Dr. Lauryn Lax, OTD, MS

Dr. Lauryn, OTD, MS is a doctor of occupational therapy, clinical nutritionists and functional medicine expert with 25 years of clinical and personal experience in healing from complex chronic health issues and helping others do the same.

“I just don’t want to get big.”

#SaidMostGirls.

So what do we girls do?

We run.

Like hamsters on wheels.

Running=Burning calories=Avoiding weight gain, burning off calories, and NOT ‘getting big.’

Right?

Even if you are not a ‘runner’ per say…perhaps you “do your time” on the elliptical or the StairMaster…Or hit up back to back to back classes at the gym…Or met-con yourself to death…Or don’t feel like you can call anything a workout unless you’ve boot-camped it up and monitored your calorie burn for that hour+….

Disclaimer: Now running, or aerobic-based workouts, in and of themselves, are not bad things.

After all, some people LOVE it and find it is a therapeutic form of exercise. It’s a:

Brain break, time to turn the tunes up and just go!

Stress reliever.

Time to move and use your God-given lungs, legs, and boundless energy!

 

 

Work it girl! More power to you!

But then there’s the fine line.

Those who use “running” or that chronic-cardio mentality for other purposes:

  • A “to-do” to check off the list
  • A ‘ticket’ to earning the right to eat your next meal today
  • The thing that keeps you ‘centered’ and ‘ok’ in your own skin today
  • Justification for that ice cream or pizza or popcorn you indulged in last night
  • The ‘sure’ way to being at peace with your body
  • The primary mean to lose stubborn body fat
  • WAR with yourself

In other words:

  • Self-punishment.
  • The belief that it’s what women “should do.”
  • Or, the “secret” you believe for your body composition goals, health and fitness.
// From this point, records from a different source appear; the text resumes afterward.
PR #2328, opened 2026-08-29
Expose the raw AMSI scan result so admin-blocked content can be detected

meziantou:
**Stack 4 of 4 · merges into `fix/amsi-objectdisposed` (#2327) · merge last.**

## The finding

The public API is a single `bool`. `AmsiResultIsMalware` correctly implements the documented macro (`>= AMSI_RESULT_DETECTED`, 32768), so results in the `AMSI_RESULT_BLOCKED_BY_ADMIN` range (16384–20479) returned `false`. The enum carrying that distinction was `internal` and the value was discarded, so nothing reached the caller.

The [AMSI_RESULT docs](https://learn.microsoft.com/en-us/windows/win32/api/amsi/ne-amsi-amsi_result) are explicit about that range: results within it "are officially blocked by the admin specified policy. In these cases, the script in question will be blocked from executing."

So an application using this package to decide whether to execute or load scanned content would execute content the machine's administrator has explicitly forbidden. That is a policy bypass introduced by the wrapper — a caller using `amsi.dll` directly sees the value and can act on it.

## What changed

Additive only:

- `AmsiResult` becomes public (moved out of `Internals/`, members renamed to .NET conventions: `Clean`, `NotDetected`, `BlockedByAdminStart`, `BlockedByAdminEnd`, `Detected`).
- `Scan(string, string)` and `Scan(byte[], string)` on both `AmsiContext` and `AmsiSession`, returning the raw result. This also exposes the 1–32767 provider-specific risk score, which was previously discarded too.
- `AmsiResultExtensions` with `IsMalware()`, `IsBlockedByAdmin()` and `ShouldBlock()`.
- The existing `IsMalware` overloads keep their current semantics — they still implement the documented macro — and now route through `Scan` and document that they do not cover admin-blocked content, pointing at `ShouldBlock`.

No existing signature changed; `ref/` regenerated (Release + `IsOfficialBuild`) and the diff is purely additive.

```csharp
using var context = AmsiContext.Create("MyApplication");

if (context.Scan(payload, "upload.ps1").ShouldBlock())
{
    // covers both malware and administrator policy
}
```

## Verification

- `dotnet run ./eng/update-all.cs` produces no further changes.
- **20 tests added that actually pass**, on macOS included. The extension methods are pure functions over the enum, so their tests need no antimalware provider and no Windows — they run on every CI leg. They pin the boundaries: 32767/32768 for `IsMalware`, and 16383/16384/20479/20480 for `IsBlockedByAdmin`.
- One `[RunIf(TestOperatingSystems.Windows)]` test covers `Scan` end-to-end; that one has not been executed here.

This is the first AMSI test coverage in the repository that runs outside the Windows leg.

## Note on merge order

Conflicts with #2329 (`fix/amsi-platform-version`) in `ref/Meziantou.Framework.Win32.Amsi.cs` only. That file is generated — whichever lands second should be resolved by regenerating rather than hand-merging:

```
dotnet build src/Meziantou.Framework.Win32.Amsi/Meziantou.Framework.Win32.Amsi.csproj -c Release /p:IsOfficialBuild=true
```


meziantou:

PR #2330, opened 2026-08-29
Document usage and requirements in the AMSI package readme

meziantou:
**Independent — branches off `main`, merges in any order. Documentation only, no code changes.**

## The finding

`src/Meziantou.Framework.Win32.Amsi/readme.md` was a title and a single link. This is the NuGet landing page, and it carried no usage example, did not state that the package is Windows-only, and did not mention that when no antimalware provider is registered every scan reports the content as not detected — worth knowing before building a security control on top of it.

The XML docs do carry good examples; they are just not where someone evaluating the package looks first.

## What changed

Rewrote the readme in the style of the sibling Win32 packages (`Meziantou.Framework.Win32.Jobs`, `Meziantou.Framework.Win32.AccessToken`): a one-paragraph description, a requirements section, usage for string and buffer scans, a session example, and the existing links kept under "Additional resources".

No code touched, so nothing to build or test.

### DIFF
--- a/src/Meziantou.Framework.Win32.Amsi/readme.md
+++ b/src/Meziantou.Framework.Win32.Amsi/readme.md
@@ -1,5 +1,56 @@
 # Meziantou.Framework.Win32.Amsi
 
-## Additional resources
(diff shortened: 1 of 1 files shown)


meziantou:

PR #2336, opened 2026-08-29
Return Empty instead of throwing for FullPath.FromPath with an empty path

meziantou:
`FullPath.FromPath("")` threw `ArgumentException: The value cannot be an empty string. (Parameter 'path')`, because `Path.GetFullPath("")` throws before `FromPath` reaches its own empty check a few lines below.

That makes `FullPath.GetFolderPath` unsafe on exactly the machines where it matters:

```csharp
// Environment.GetFolderPath returns "" when the folder is not defined on the platform —
// routine for MyMusic, MyVideos, CommonDesktopDirectory in containers and on servers.
var music = FullPath.GetFolderPath(Environment.SpecialFolder.MyMusic);  // threw
```

`FullPath.GetFolderPath` is `FromPath(Environment.GetFolderPath(folder))`, so a documented empty result became an unhandled exception. Code that probed special folders and guarded with `if (dir.Length == 0)` had its guard rendered unreachable. It fails in CI and container environments rather than on the developer's box, so it ships green.

## What changed

`FromPath` returns `Empty` for an empty input. This is the same outcome the method already produced one branch later for a path that *resolves* to nothing (`FromPath("/")` → `Empty`) — an empty input is that same case, it just never got there.

`path is { Length: 0 }` rather than `path.Length == 0` deliberately: a `null` argument still falls through to `Path.GetFullPath` and throws `ArgumentNullException` exactly as before, rather than turning into a `NullReferenceException`.

## Behavior change

This is a public behavior change to a shipped package. `FromPath("")` goes from throwing to returning `Empty`. No test in the repo pinned the throw, and `IsEmpty` already existed as the way to detect this state, but it is worth a deliberate look.

It also resolves the second half of a review finding: MFFP0024 suggests `Environment.GetFolderPath` → `FullPath.GetFolderPath`, which was previously not a safe rewrite for this reason.

## Verification

Test added asserting `FromPath("")`, `FromPath(string.Empty)` and `FullPath.Empty` agree. It fails on `main` with the `ArgumentException` above and passes with the fix. Full `Meziantou.Framework.FullPath` suite green — 164 run, 56 skipped (Windows-only), 0 failed. `dotnet run ./eng/update-all.cs` produces no further changes.

### DIFF
--- a/src/Meziantou.Framework.FullPath/FullPath.cs
+++ b/src/Meziantou.Framework.FullPath/FullPath.cs
@@ -441,6 +441,10 @@ public readonly partial struct FullPath : IEquatable<FullPath>, IComparable<Full
         // A path that resolves to nothing already returns Empty below; an empty input is the same case, and
         // Path.GetFullPath would throw before reaching it. Environment.GetFolderPath returns "" for a folder
         // that is not defined on the platform, which makes this a routine input rather than a caller error.
+        //
+        // Empty rather than CurrentDirectory: "" means "no path", not "the current directory". Resolving it against
+        // the current directory would turn an undefined special folder into a real, writable location. "." is the
+        // spelling for the current directory, and Path.GetFullPath("") throws rather than treating the two alike.
         if (path is { Length: 0 })
             return Empty;
 
--- a/src/Meziantou.Framework.FullPath/FullPath.cs
+++ b/src/Meziantou.Framework.FullPath/FullPath.cs
@@ -435,9 +435,15 @@ public readonly partial struct FullPath : IEquatable<FullPath>, IComparable<Full
     public static FullPath CurrentDirectory() => FromPath(Environment.CurrentDirectory);
 
     /// <summary>Creates a <see cref="FullPath"/> from a string path by converting it to an absolute path.</summary>
-    /// <param name="path">The path to convert. Can be relative or absolute.</param>
+    /// <param name="path">The path to convert. Can be relative or absolute. An empty string returns <see cref="Empty"/>.</param>
     public static FullPath FromPath(string path)
     {
+        // A path that resolves to nothing already returns Empty below; an empty input is the same case, and
+        // Path.GetFullPath would throw before reaching it. Environment.GetFolderPath returns "" for a folder
+        // that is not defined on the platform, which makes this a routine input rather than a caller error.
+        if (path is { Length: 0 })
+            return Empty;
+
         // '\' is a regular file name character on Unix, so a path such as @"\\?\a" is a relative file name there, not a device path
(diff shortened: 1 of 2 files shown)


src/Meziantou.Framework.FullPath/FullPath.cs
```diff
@@ -435,9 +435,15 @@ public static unsafe FullPath GetKnownFolderPath(KnownFolder knownFolder)
...
     /// <summary>Creates a <see cref="FullPath"/> from a string path by converting it to an absolute path.</summary>
-    /// <param name="path">The path to convert. Can be relative or absolute.</param>
+    /// <param name="path">The path to convert. Can be relative or absolute. An empty string returns <see cref="Empty"/>.</param>
     public static FullPath FromPath(string path)
     {
+        // A path that resolves to nothing already returns Empty below; an empty input is the same case, and
+        // Path.GetFullPath would throw before reaching it. Environment.GetFolderPath returns "" for a folder
+        // that is not defined on the platform, which makes this a routine input rather than a caller error.
+        if (path is { Length: 0 })
+            return Empty;
```
meziantou, line 449: Should it return the same as CurrentDirectory?

meziantou: I think `Empty` is the right answer, and `CurrentDirectory` would actually be harmful here.

The case that motivated the change is `Environment.GetFolderPath` returning `""` for a folder that is not defined on the platform. Probing on macOS:

```
GetFolderPath(CommonDesktopDirectory) = ""
GetFolderPath(Windows)                = ""
```

`""` there means "this folder does not exist", not "the current directory". If `FromPath("")` resolved against the CWD, `FullPath.GetFolderPath(SpecialFolder.Windows)` would quietly return the process working directory on macOS — a real, writable location — and code that probes a special folder and then writes to it would write to the wrong place. Throwing (today) is bad; silently returning a valid-looking path is worse.

There is also no BCL precedent for `"" == CWD`. `.` is the spelling for the current directory; `""` is rejected:

```
Path.GetFullPath("")   throws ArgumentException
Path.GetFullPath(".")  = /private/tmp/.../probe   (== Environment.CurrentDirectory)
```

And `Empty` keeps `FromPath(p.Value) == p` intact, since `FullPath.Empty.Value` is `""`. Returning `CurrentDirectory` would break that round-trip for exactly one value.

I pushed the reasoning as a comment on the guard plus two tests: `FromPath("")` is not `CurrentDirectory()` while `FromPath(".")` is, and the round-trip holds for both `Empty` and a normal path. If you would rather `FromPath` keep throwing and only `GetFolderPath` special-case the empty result, that also solves the original problem — say the word and I will restructure it that way.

That was MY story five years ago.

 

 

Every morning, when the alarm clock would go off at 4:00 a.m., I’d roll out of bed, directly onto the floor, to commence my 10-minute morning ab routine, before swigging a protein drink, and heading out the door for my morning 90-minute date with the StairMaster, followed by my 20-minute treadmill routine and 75-minute bootcamp circuits.

By about 8 a.m., I was cooked and done until high-noon rolled around for another 60-minutes on my favorite StairMaster, expending my brain energy on my stack of fitness magazines I kept stowed in the trunk of my car for “mindless reading” to get me through.

When 5 p.m. struck, it was time for another 2-3 hour session in the gym—more treadmill, StairMaster and circuits—with no rest for the weary.

PHEW! All in a day’s work—literally it was my job.

As I write this and reflect, it’s hard to believe that really was me.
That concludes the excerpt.